DESCRIPTION OF THE TASK
In the data below, find the line that contains "two separated handlers" and the line that contains "## Type of change". Copy both, plus every line between them, exactly.
==== RECORDS TO USE ====
PR #606, opened 2021-05-26
Splitting `get-user-profile-and-addresses` in two separated handlers

Oluane:
## Description

This PR splits the `get-user-profile-and-addresses` handler in two separate handlers, one for `user-profile` and the other for `addresses`. 

## Type of change

- [x] **Breaking change** (fix or feature that would cause existing functionality to not work as expected).

## Checklist


src/components/pages/profile-overview/profile-overview.tsx
```diff
@@ -19,11 +19,9 @@ import {
 } from "@src/utils/format";
 
 const ProfileOverview: React.FC<{
-  data?: {
-    userProfile: Profile;
-    userAddresses: Address[];
-  };
-}> = ({ data }) => {
+  userProfile?: Profile;
+  userAddresses?: Address[];
```
Meyclem, line 23:
```suggestion
  userProfile?: Profile;
  userAddresses: Address[];
```

`Profile` can be undefined if the user doesn't have any, but `userAddresses` shouldn't be because when we send the data from the [API page](https://github.com/fewlinesco/connect-account/blob/d1cf590c181456b51d4b00e5ae418b9f656329bf/src/pages/api/profile/addresses/index.ts#L85) (which comes from Connect.Profile), if there's no address, it's an empty array

src/components/pages/profile-overview/profile-overview.tsx
```diff
@@ -101,27 +99,27 @@ const ProfileOverview: React.FC<{
...
+            quantity={userAddresses.length - 1}
             setHideList={setHideAddressList}
           />
         </Flex>
       ) : null}
-      {data ? (
+      {userAddresses ? (
         <NeutralLink href="/account/profile/addresses/new">
           <FakeButton variant={ButtonVariant.SECONDARY}>
             + Add new address
```
Meyclem, line 125: The button should be always visible, the user should be able to add an address anyway

Meyclem: Or we consider that to have any address, the user should have a mandatory `Profile`?
This kinda makes sense don't you think? Because, what if the purpose to have an address if it is not linked to a name? 🧐

src/pages/account/profile/index.tsx
```diff
@@ -27,27 +27,36 @@ import { sentryMiddleware } from "@src/middlewares/sentry-middleware";
...
-  >(`/api/profile/get-user-profile-and-addresses`);
+  >(`/api/profile/user-profile`);
 
-  if (error) {
-    if (error.statusCode === HttpStatus.NOT_FOUND) {
+  if (userProfileError) {
+    if (userProfileError.statusCode === HttpStatus.NOT_FOUND) {
       router && router.push("/account/profile/user-profile/new");
     }
   }
```
Meyclem, line 39: I don't think we should redirect to the page automatically and replace it with a button to create a Profile maybe?
Wdyt?

src/pages/api/profile/addresses/index.ts
```diff
@@ -21,6 +22,71 @@ import { authMiddleware } from "@src/middlewares/auth-middleware";
...
+      }
+
+      const { addressAccessToken } = await getProfileAndAddressAccessTokens(
+        userCookie.access_token,
+      );
+
+      span.setDisclosedAttribute(
+        "is Connect.Profile access token available",
+        true,
+      );
```
Meyclem, line 56: I just think about that now but we could remove this code from here and put it in the `initProfileClient` client which could be change to `(span: Span) => { addressClient:  ConnectProfileClient, profileClient:  ConnectProfileClient }` or smth like that (but maybe not in this PR, wdyt?)

src/pages/account/profile/index.tsx
```diff
@@ -27,27 +27,36 @@ import { sentryMiddleware } from "@src/middlewares/sentry-middleware";
...
 
+  const { data: userAddress, error: userAddressError } = useSWR<
```
Meyclem, line 41:
```suggestion
  const { data: userAddresses, error: userAddressError } = useSWR<
```

src/pages/account/profile/index.tsx
```diff
@@ -27,27 +27,36 @@ import { sentryMiddleware } from "@src/middlewares/sentry-middleware";
...
   return (
     <Layout
       breadcrumbs="Basic information about you"
       title="Personal information"
     >
       <Container>
-        <ProfileOverview data={data} />
+        <ProfileOverview
+          userProfile={userProfile}
+          userAddresses={userAddress}
```
Meyclem, line 58:
```suggestion
          userAddresses={userAddresses}
```

Meyclem (changes requested):

src/components/pages/profile-overview/profile-overview.tsx
Oluane: I asked myself this question yesterday, and I finally decided to display it conditionally to the moment `userAddress` was defined. So until data is ready to be displayed, we have skeleton component for addresses, and I wanted to hide the button during this time, and display it with the data. It's more a "display/UX" concern in fact.

src/components/pages/profile-overview/profile-overview.tsx
Oluane: I think the possibly undefined here is more about SWR data fetching way than Profile possible response. I'm gonna test it to see.

src/components/pages/profile-overview/profile-overview.tsx
Oluane: We did the same for `identities` buttons if I remember well, just to be sure that a user won't try to click buttons before data arrived client side

src/pages/account/profile/index.tsx
Oluane: That's a real question indeed. We said we would do that way in the first place, but that could be great to discuss that again with the team. Personally, I kinda like that way, because it feels "automatic", less click to perform an action, but I'm not close to add a button instead 🙂

src/components/pages/profile-overview/profile-overview.tsx
Oluane: Yep, I confirm. The possibly `undefined` here is just here because we fetch data client side with SWR. 

image

src/pages/api/profile/addresses/index.ts
Oluane: You mean, with all cookies related things ? 🤔

src/components/pages/profile-overview/profile-overview.tsx
Meyclem: > the moment userAddress was defined

That's my point, I think it should always be defined, at least as `[]`

But for 

> the user should have a mandatory Profile?

Addresses or not, if s·he don't have a profile, s·he shouldn't be able to create and address, so what I think is that we should change `userAddresses ?` to `userProfile ?` for the `create an address` button

src/pages/account/profile/index.tsx
Meyclem: I like it both ways and as you said, we should discuss it 🙂
(Can you create a task about that?)

src/pages/api/profile/addresses/index.ts
Meyclem: Yep, it is redundant and we repeat exactly the same code in each Profile related endpoint

src/components/pages/profile-overview/profile-overview.tsx
Meyclem: Yes, but when passing the data to the component here: https://github.com/fewlinesco/connect-account/blob/8a8fff5c6bc33f2c0a9fc783b05643c60ba3ef4b/src/pages/account/profile/index.tsx#L58

Maybe we could have a default value to `[]` in case of undefined here: https://github.com/fewlinesco/connect-account/blob/8a8fff5c6bc33f2c0a9fc783b05643c60ba3ef4b/src/components/pages/profile-overview/profile-overview.tsx#L23

Oluane: Yep. And how should we do for the Skeleton component if we have a default value equal to `[]` then ? I mean, we couldn't rely on the fact that `userAddresses` is an empty array, because it could mean in this case that either data isn't ready yet or that there isn't any data at all.

src/components/pages/profile-overview/profile-overview.tsx
Oluane: > Addresses or not, if s·he don't have a profile, s·he shouldn't be able to create and address, so what I think is that we should change userAddresses ? to userProfile ? for the create an address button

Indeed. But as it is done for now, this isn't an issue because you get redirected to the creation of profile form if you haven't any profile yet, so you never have the chance to see this page and this button 🙂 

But, if we decide to go for a "create profile" button, we should then change that, I agree.

src/pages/account/profile/index.tsx
Oluane: Yep, I will create it. 👍

src/components/pages/profile-overview/profile-overview.tsx
Meyclem: Actually, if we don't have any address, that means we:
- display de skeleton component until we get the response
- remove it (because no address)
- display a button

And it feels weird too don't you think?

src/pages/api/profile/addresses/index.ts
Meyclem: > but it should definitely be done in another PR if we go for that

I agree 😁

src/components/pages/profile-overview/profile-overview.tsx
Fenntasy: I feel this is just a naming problem. This component receives data from a SWR call (from what I understand) which has two values for the data received: `undefined` and what we type it with. 

Which means that we don't pass to this component the data really but a "state of the data" (or a representation of the data). I feel there's two way to reconcile your two points of view, either renaming `userAddresses` into something like `userAddressesData` and agreeing that it's not yet the real data (which could only be an array) or else have the component receive an object that could be typed something like this:

```ts
type UserProfileData = "loading" | { userProfile: Profile; userAddresses: Address[] }
```

(the `"loading"` part could be an object with something to mark that it's in a loading state)

That way, it's only when the component received a loading state that we display the skeletton, not when we have the data (whateter form it has).

What do you think?

Meyclem: > What do you think?

👇 

> (the "loading" part could be an object with something to mark that it's in a loading state)

I totally agree with that

> renaming userAddresses into something like userAddressesData and agreeing that it's not yet the real

Less with that part because I don't think the address component should treat with undefined data because this specific data can't be (not like the Profile one)

Meyclem: But if we go on the `loading` road, this should be done in this PR though

Oluane: >(the "loading" part could be an object with something to mark that it's in a loading state)

I really like this one too. 

I guess I'm gonna do a task for that then 🙂

src/pages/account/profile/index.tsx
```diff
@@ -27,27 +27,36 @@ import { sentryMiddleware } from "@src/middlewares/sentry-middleware";
...
+    Profile,
     SWRError
-  >(`/api/profile/get-user-profile-and-addresses`);
+  >(`/api/profile/user-profile`);
 
-  if (error) {
-    if (error.statusCode === HttpStatus.NOT_FOUND) {
+  if (userProfileError) {
+    if (userProfileError.statusCode === HttpStatus.NOT_FOUND) {
       router && router.push("/account/profile/user-profile/new");
```
Meyclem, line 37:
```suggestion
      router && router.replace("/account/profile/user-profile/new");
```
Because otherwise it is added to the history and if the user goes back after the redirect it is redirect again

Oluane: Very good point 👍

src/components/pages/profile-overview/profile-overview.tsx
Fenntasy: Here's an exemple of what I had in mind https://www.typescriptlang.org/play?#code/C4TwDgpgBACgTgewGYEsA20C8UDeVgIEBcUAjFAL4BQVokUAqgM4RzzLoQAiAhsD1Gx4m-YBBIAiNAh4ATFADsA5hMpQAPrigi+4qFJmyIsiQBoosvjxLtUGSgG4aAYwQKRUAK4s2iO9ysSZlZbTl5+QSgAWT4ACwA6OB4FWQQAWwAKAEooAB4oAAZ4gFYoAH4tHTFJaTlFFQooEhwqvQM5YzNLfmb8QgQSUgpqKld3YHwID2wM7xC-MKt41sFMbHb5ZQkcqig9-b2KhU80NChdg-2SOd8ODHCeeO7HggIqIA

Meyclem (approved):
====
TASK SOLUTION
Splitting `get-user-profile-and-addresses` in two separated handlers

Oluane:
## Description

This PR splits the `get-user-profile-and-addresses` handler in two separate handlers, one for `user-profile` and the other for `addresses`. 

## Type of change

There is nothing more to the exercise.